TASK DATA »

PR #1936, opened 2023-04-17
Catch JexlException separately in BaseQueryMetricHandler and Datawave…

billoley:
…SelectorExtractor to avoid JEXL exception when calling getMessage()


apmoriarty (dismissed):

jwomeara (dismissed):
why not just update jexl?  /s

you think it's worth it to add a test?

avgAGB (dismissed):

billoley:
> why not just update jexl? /s
> 
> you think it's worth it to add a test?

Updating JEXL is much more involved than avoiding an NPE here
From what I saw, the cases where a JexlException is thrown involve large queries with some JEXL error that doesn't cause a different type of exception.  I will see what I can find.

jwomeara:
> > why not just update jexl? /s
> > you think it's worth it to add a test?
> 
> Updating JEXL is much more involved than avoiding an NPE here From what I saw, the cases where a JexlException is thrown involve large queries with some JEXL error that doesn't cause a different type of exception. I will see what I can find.

The '/s' was for 'sarcasm'...

hlgp (dismissed):

PR #1938, opened 2023-04-19
Task/document query parsing

jack-gitdev:
Add tests for verifying expected order of operations in absence of parenthesis. Add convenience methods for interacting with JexlNode objects.


warehouse/query-core/src/main/java/datawave/query/jexl/JexlASTHelper.java
```diff
@@ -1237,6 +1256,44 @@ public static boolean isWithinAnd(JexlNode node) {
         return false;
     }
     
+    public static <T extends JexlNode> boolean isWithinNodeType(JexlNode node, Class<T> typeKey) {
+        while (null != node && null != node.jjtGetParent()) {
```
jwomeara: This returns after a single iteration, so there's no need for a while loop.  You didn't create them, but this is also true for isWithinAnd, and isWithinNot.

warehouse/query-core/src/main/java/datawave/query/jexl/JexlASTHelper.java
jwomeara, line 1: Javadoc to describe what your methods are doing would be appreciated.

warehouse/query-core/src/main/java/datawave/query/jexl/JexlASTHelper.java
```diff
@@ -1237,6 +1256,44 @@ public static boolean isWithinAnd(JexlNode node) {
         return false;
     }
     
+    public static <T extends JexlNode> boolean isWithinNodeType(JexlNode node, Class<T> typeKey) {
```
jwomeara: I know there are already a few methods named 'isWithin...' but to me all of these methods would be better named as 'isDescendantOf...'

warehouse/query-core/src/main/java/datawave/query/jexl/JexlASTHelper.java
```diff
@@ -1237,6 +1256,44 @@ public static boolean isWithinAnd(JexlNode node) {
...
+                
+                if (typeKey.isInstance(child)) {
+                    return true;
+                } else {
+                    foundType = childrenContainNodeType(child, typeKey);
+                }
+                
+                if (foundType) {
+                    return true;
+                }
```
jwomeara: could be simplified

```suggestion
                if (typeKey.isInstance(child) || childrenContainNodeType(child, typeKey)) {
                    return true;
                }
```

jwomeara (changes requested):
A few comments...

So we're adding these new methods, but they aren't being used anywhere outside of tests.  Is this something we foresee us needing as part of a future task?  Why do we need these methods?

warehouse/query-core/src/main/java/datawave/query/jexl/JexlASTHelper.java
jack-gitdev: Sounds good, I will change this is.

warehouse/query-core/src/main/java/datawave/query/jexl/JexlASTHelper.java
jack-gitdev: Agreed, will change them.

warehouse/query-core/src/main/java/datawave/query/jexl/JexlASTHelper.java
jack-gitdev: Thank you for this, I could not figure out how to simplify it but I know it didn't look great.

jack-gitdev:
I will make the recommended changes. I added the convenience methods for my own use in the new tests. I didn't see any methods for checking against certain node types so I added these  generalized methods that can be used to check against any of the JexlNode based classes.

warehouse/query-core/src/main/java/datawave/query/jexl/JexlASTHelper.java
jack-gitdev: Will add Javadocs.

jwomeara (approved):
I think you covered all of my concerns.  LGTM

warehouse/query-core/src/main/java/datawave/query/jexl/JexlASTHelper.java
```diff
@@ -796,6 +820,43 @@ private static void getERNodes(JexlNode node, List<ASTERNode> erNodes) {
         }
     }
     
+    /**
+     * Iterate through provided node and its children, then return a list of nodes matching the provided class. The provided class must extend JexlNode.
+     * 
+     * @see org.apache.commons.jexl2.parser.JexlNode;
```
jwomeara: here

warehouse/query-core/src/main/java/datawave/query/jexl/JexlASTHelper.java
```diff
@@ -796,6 +820,43 @@ private static void getERNodes(JexlNode node, List<ASTERNode> erNodes) {
...
+        
+        getNodesOfType(node, nodes, typeKey);
+        
+        return nodes;
+    }
+    
+    /**
+     * Check if the provided node is an instance of the provided class. If yes, then add the node to the provided list. The provided class must extend JexlNode.
+     * 
+     * @see org.apache.commons.jexl2.parser.JexlNode;
```
jwomeara: here

warehouse/query-core/src/main/java/datawave/query/jexl/JexlASTHelper.java
```diff
@@ -1195,43 +1256,116 @@ public static LiteralRange<BigDecimal> getBigDecimalBoundedRange(JexlNode[] chil
...
+            return isDescendantOfAnd(parent);
+        }
+        
+        return false;
+    }
+    
+    /**
+     * Iterate through provided node's ancestors and return true if any are an instance of the provided class. The provided class must extend JexlNode.
+     * 
+     * @see org.apache.commons.jexl2.parser.JexlNode;
```
jwomeara: here

warehouse/query-core/src/main/java/datawave/query/jexl/JexlASTHelper.java
```diff
@@ -1195,43 +1256,116 @@ public static LiteralRange<BigDecimal> getBigDecimalBoundedRange(JexlNode[] chil
...
+        }
+        
+        return false;
+    }
+    
+    /**
+     * Iterate through all descendants of the provided node and return true if any are an instance of the provided class. The provided class must extend
+     * JexlNode.
+     * 
+     * @see org.apache.commons.jexl2.parser.JexlNode;
```
jwomeara: here

warehouse/query-core/src/main/java/datawave/query/jexl/JexlASTHelper.java
jwomeara, line 1: your unit tests are failing due to some of your javadoc.  apparently javadoc doesn't like a `@see` tag that ends with a semicolon.  I pointed out the offenders below.

jwomeara (changes requested):

warehouse/query-core/src/main/java/datawave/query/jexl/JexlASTHelper.java
jack-gitdev: Thanks. I removed them and it should build successfully now.

jwomeara (approved):

warehouse/query-core/src/main/java/datawave/query/jexl/JexlASTHelper.java
```diff
@@ -1195,43 +1256,116 @@ public static LiteralRange<BigDecimal> getBigDecimalBoundedRange(JexlNode[] chil
...
+     * Iterate through provided node's ancestors and return true if any are an instance of the provided class. The provided class must extend JexlNode.
+     * 
+     * @see org.apache.commons.jexl2.parser.JexlNode
+     *
+     * @param node
+     * @param typeKey
+     * @return True if any ancestor is an instance of the provided class. If not, then False.
+     */
+    public static <T extends JexlNode> boolean isDescendantOfNodeType(JexlNode node, Class<T> typeKey) {
+        if (null != node && null != node.jjtGetParent()) {
```
apmoriarty, line 1347: Instead of the recursive calls here, you could have a more memory efficient setup like this. I don't think you should make this change in this merge request, but maybe that's work doing as a separate unit of work. 
```
while (node.getParent() != null){
  node = node.getParent()
  if (node.isInstance(type)) {
    return true
  }
}
```

apmoriarty (approved):

warehouse/query-core/src/main/java/datawave/query/jexl/JexlASTHelper.java
apmoriarty: Created https://github.com/NationalSecurityAgency/datawave/issues/1946 to address this

PR #1939, opened 2023-04-20
Aggregator that supports no uids on the global index

apmoriarty:


jwomeara (commented):
Why do we need this?  

I mean that in two senses - 1) do we have a plan to use this, or are we adding it just to add it? 2) this is identical to KeepCountOnlyUidAggregator, but with a hard-coded 0 in the constructor.  

Why wouldn't we just use that?

apmoriarty:
> Why do we need this?
> 
> I mean that in two senses - 1) do we have a plan to use this, or are we adding it just to add it? 2) this is identical to KeepCountOnlyUidAggregator, but with a hard-coded 0 in the constructor.
> 
> Why wouldn't we just use that?
1) this is going to be used
2) configuration in conjunction with the propogating iterator is a nightmare. Hard coding the zero makes integration extremely easy.

jwomeara:
> 

*Where* is this going to be used?  Why have this as a separate PR instead of having this exist within the context of that work, and that PR?

I don't agree that setting this up would be a 'nightmare'  This iterator has an init method just like any other accumulo iterator. 
 The init method has access to whatever options have been set on the table, such as the max number of uids to keep...  Doesn't seem like a nightmare to me at all.

Even still, this seems like it's just a specialized version of KeepCountOnlyUidAggregator, so why not extend that instead and then all you need is a constructor passing 0 to the super...

jwomeara (changes requested):
See latest comments.

jwomeara (approved):

ivakegg (approved):

PR #1940, opened 2023-04-21
Add document key function

apmoriarty:
This is a redo of https://github.com/NationalSecurityAgency/datawave/pull/1854 which had to be reverted.

The original handling of negations was correct, but got refactored out based on review comments. I have confirmed that negated terms are not added to the document and thus negated values must be generated for all document keys.

This does not preclude negated terms existing outside of the document keys generated by the positive terms, but at the very least this work with not introduce any regressions.


warehouse/query-core/src/main/java/datawave/query/postprocessing/tf/DocumentKeysFunction.java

TASK GOAL » The response must contain every line from the listing above in which the string "update" appears.

RESULT »
why not just update jexl?  /s
> why not just update jexl? /s
> > why not just update jexl? /s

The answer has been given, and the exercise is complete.